On the other hand, as Clinton’s campaign worsened, and I got to learn more about Obama, such has his refusal to take lobbyist money (a huge corrupting force in politics) and that his mentorship under Joe Lieberman was assigned rather than of his own choosing, I started reconsidering him as a viable candidate. Indeed, the less fair Clinton and the media seemed to be toward him, the more I found myself reflexively defending him to myself. That’s when I knew I had made my choice.

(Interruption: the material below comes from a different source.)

PR #3763, opened 2020-03-19
security: update JS dependencies which have notified vulnerabilities

bboreham:
I updated five listed on https://github.com/weaveworks/scope/network/alerts:
minimist, acorn, set-value, mixin-deep, sshpk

Since then, I have become even more impressed with Obama’s abilities. His active and timely defense against the predictable attacks of his opponents is refreshing and dignified. There is no nonsense about him, he simply tells it like it is, uses his opponents’ words against them, and moves on. Since he became head of the DNC and has forbidden lobbyist donations from that organization, as well, he has earned my true and committed respect. I don’t agree with everything he says, but I do think that there is much more “there” than I had allowed myself to hope. If he allows, encourages, or spearheads investigations and prosecutions into the crimes of the past eight years, making “never again” his slogan . . . if he works to revive the constitution from the tattered corpse it has been left by this criminal administration, reversing the clear violations of our rights, dismantling the culture of fear, and divesting himself of the illegally amassed “executive power,” he will be near perfect in my eyes.

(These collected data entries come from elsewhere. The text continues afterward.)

PR #3767, opened 2020-03-21
Security ypgrade to Alpine:1.11.0

dnascimento:
Container scanning tools are reporting 6 CVEs due to an older version of Alpine. 
 
| Vulnerability | Package | Fix |
|-|-|-|
| CVE-2019-14697 | musl-utils-1.1.18-r3   | 1.1.18-r4 |
| CVE-2019-14697 | musl-1.1.18-r3         | 1.1.18-r4 |
| CVE-2019-5482  | libcurl-7.61.1-r2      | 7.61.1-r3 |
| CVE-2019-5481  | libcurl-7.61.1-r2      | 7.61.1-r3 |
| CVE-2019-5482  | curl-7.61.1-r2         | 7.61.1-r3 |
| CVE-2019-5481  | curl-7.61.1-r2         | 7.61.1-r3 |

PR #3768, opened 2020-03-23
Update alpine base image to 3.11.3

bboreham:
Note I'm pinning the minor version here, otherwise it can vary depending on what's on your machine when you build.

Replaces #3767


dnascimento:
Thanks @bboreham ! Nice work 👍

PR #3773, opened 2020-03-26
fix (multitenant collector): Use consistent report timestamp

bboreham:
Previously the code called `time.Now()` in two different places so the timestamps didn't match. 
Now we use the timestamp of the report itself.

Add the collector's local time to the report if it didn't have one.


bboreham:
It turns out this change is problematic in the case that the probe's idea of the time is different to the app's: the newest reports may fall outside of the "display window" and hence nothing appears in view.

PR #3776, opened 2020-03-30
security(js-dependency) update html-webpack-plugin to most recent stable

dholbach:


client/package.json
```diff
@@ -72,7 +72,7 @@
     "eslint-plugin-react": "7.14.3",
     "express": "4.16.4",
     "file-loader": "^2.0.0",
-    "html-webpack-plugin": "3.2.0",
+    "html-webpack-plugin": "4.0.3",
```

Most importantly, a tough but approachable Obama would help accomplish what most people and institutions have despaired of: the beginnings of the healing of the racial divide in the United States. Every black person in this country will be aware, even if just on the periphery of his or her consciousness, that his or her options are no longer as limited as they were just months ago. Every white person will have to revaluate their preconceptions of “the other.” A true dialogue on race and reconciliation, overdue for over a hundred years, is almost inevitable in an Obama administration.

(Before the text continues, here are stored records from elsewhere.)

PR #3780, opened 2020-04-13
Multitenant: merge incoming reports in collector

bboreham:
This means we store fewer, bigger, reports, which reduces cost of storage and time to render when data is viewed.

### DIFF
--- a/app/multitenant/aws_collector.go
+++ b/app/multitenant/aws_collector.go
@@ -215,6 +215,27 @@ func (c *awsCollector) flushLoop() {
 // Range over all users (instances) that have pending reports and send to store
 func (c *awsCollector) flushPending(ctx context.Context) {
 	instrument.CollectedRequest(ctx, "FlushPending", flushDuration, nil, func(ctx context.Context) error {
+		type queueEntry struct {
+			userid string
+			buf    []byte
+		}
+		queue := make(chan queueEntry)
+		const numParallel = 10
+		var group sync.WaitGroup
+		group.Add(numParallel)
+		// Run n parallel goroutines fetching reports from the queue and flushing them
+		for i := 0; i < numParallel; i++ {
+			go func() {
+				for entry := range queue {
+					rowKey, colKey, reportKey := calculateReportKeys(entry.userid, time.Now())
+					err := c.persistReport(ctx, entry.userid, rowKey, colKey, reportKey, entry.buf)
+					if err != nil {
+						log.Errorf("Could not persist combined report: %v", err)
+					}
+				}
+				group.Done()
+			}()
+		}
 		c.pending.Range(func(key, value interface{}) bool {
 			userid := key.(string)
 			entry := value.(*pendingEntry)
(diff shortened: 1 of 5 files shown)


app/multitenant/aws_collector.go
```diff
@@ -169,14 +190,82 @@ func NewAWSCollector(config AWSCollectorConfig) (AWSCollector, error) {
...
+
+// Range over all users (instances) that have pending reports and send to store
+func (c *awsCollector) flushPending(ctx context.Context) {
+	instrument.CollectedRequest(ctx, "FlushPending", flushDuration, nil, func(ctx context.Context) error {
+		type queueEntry struct {
+			userid string
+			buf    []byte
+		}
+		queue := make(chan queueEntry)
+		const numParallel = 10
```
fbarl, line 223: How did you decide on the value here? Do you think it would useful to make it an arg param?

app/multitenant/aws_collector.go
```diff
@@ -537,63 +659,40 @@ func (c *awsCollector) Add(ctx context.Context, rep report.Report, buf []byte) e
...
-		reportsPerUser.WithLabelValues(userid).Inc()
-	}
-
-	// third, put it in memcache
-	if c.cfg.MemcacheClient != nil {
-		_, err = c.cfg.MemcacheClient.StoreReportBytes(ctx, reportKey, buf)
-		if err != nil {
-			// NOTE: We don't abort here because failing to store in memcache
-			// doesn't actually break anything else -- it's just an
-			// optimization.
```
fbarl, line 565: Why not keep this comment?

fbarl: Ah I see, now we actually do abort here - any reason why that `return nil` was added?

app/multitenant/aws_collector.go
```diff
@@ -169,14 +190,82 @@ func NewAWSCollector(config AWSCollectorConfig) (AWSCollector, error) {
...
+			userid := key.(string)
+			entry := value.(*pendingEntry)
+
+			entry.Lock()
+			rpt, count := entry.report, entry.count
+			entry.report, entry.count = report.MakeReport(), 0
+			entry.Unlock()
+
+			if count > 0 {
+				// serialise reports on one goroutine to limit CPU usage
```
fbarl, line 249: Can you think of cases (hardware configurations) where it might be desirable to branch out here instead? I'm thinking whether there would be any value in making this an optional arg as well.

fbarl:
Conceptually LGTM! I only added a few minor comments concerning the config robustness.

I just looked at the code though (didn't go as far as trying to test) - how well do you think the current unit tests cover the logic modified here?

app/multitenant/aws_collector.go
bboreham: Yes it would be more flexible, but the way flags are plumbed through from `main()` makes it annoying to add more.
There is a balancing act to get all serialisation plus IO completed within the tick interval, and I don't really know what might need adjusting.  I'm happy changing the code as I learn from running it; more than adding all possible configuration parameters then never using most of them.

app/multitenant/aws_collector.go
bboreham: It's possible, but the collector can be run across multiple processes (pods) to get more CPUs working on the task.
See comments above about the pain of adding more options.  Plus it raises the testing burden.

bboreham:
The current unit tests don't cover any of the DynamoDB/S3 code.
I think if I was going to add tests I'd do it as integration tests, running mock DynamoDB and S3 containers.

app/multitenant/aws_collector.go
bboreham: I have added it back, also another comment on the case where a shortcut report can't be stored.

At this point, running against a corrupt, old lunatic with no moral center or fresh ideas, I find it difficult to believe that Obama will not win the coming general election. I see a repeat of Bill Clinton vs. Bob Dole in 1996. While McCain tries desperately to distance himself from his entire political career in order to appear fresh and relevant, his fundraising is as dried up as his soul and nobody from any section of his party is enthusiastic about him. Meanwhile, Obama is poised to set the terms of the debate. He is young, handsome, enthusiastic, has some great (if slightly too moderate for my tastes) policy ideas, and the power of history on his side. He could lose, certainly, as the corporate media aligns against him and the subtle and not-so-subtle racist attacks flood the airwaves. He could lose if the morons in Kentucky and elsewhere decide that his skin color is more important than the fact that he is the person who is actually trying to raise them up, whereas McCain, like all Republicans, banks on their continued ignorance and complicity.
But I hope he wins.
As an atheist, America is the only thing I have to believe in. The constitution that supposedly makes us all equal and free is like my bible. Watching the America of my ideals devolve into a corporatist police state over the past thirty years (but especially the past eight) has ripped out my heart. Watching our potential greatness and moral authority give way to petty internal squabbling and worldwide revulsion against us has sliced my poor heart into little pieces and flushed them down the toilet.
Now, like so many people, I place my faith in Barack Obama to make things right again. If he betrays that faith, it will die, and America will die, and the world as we know it will end.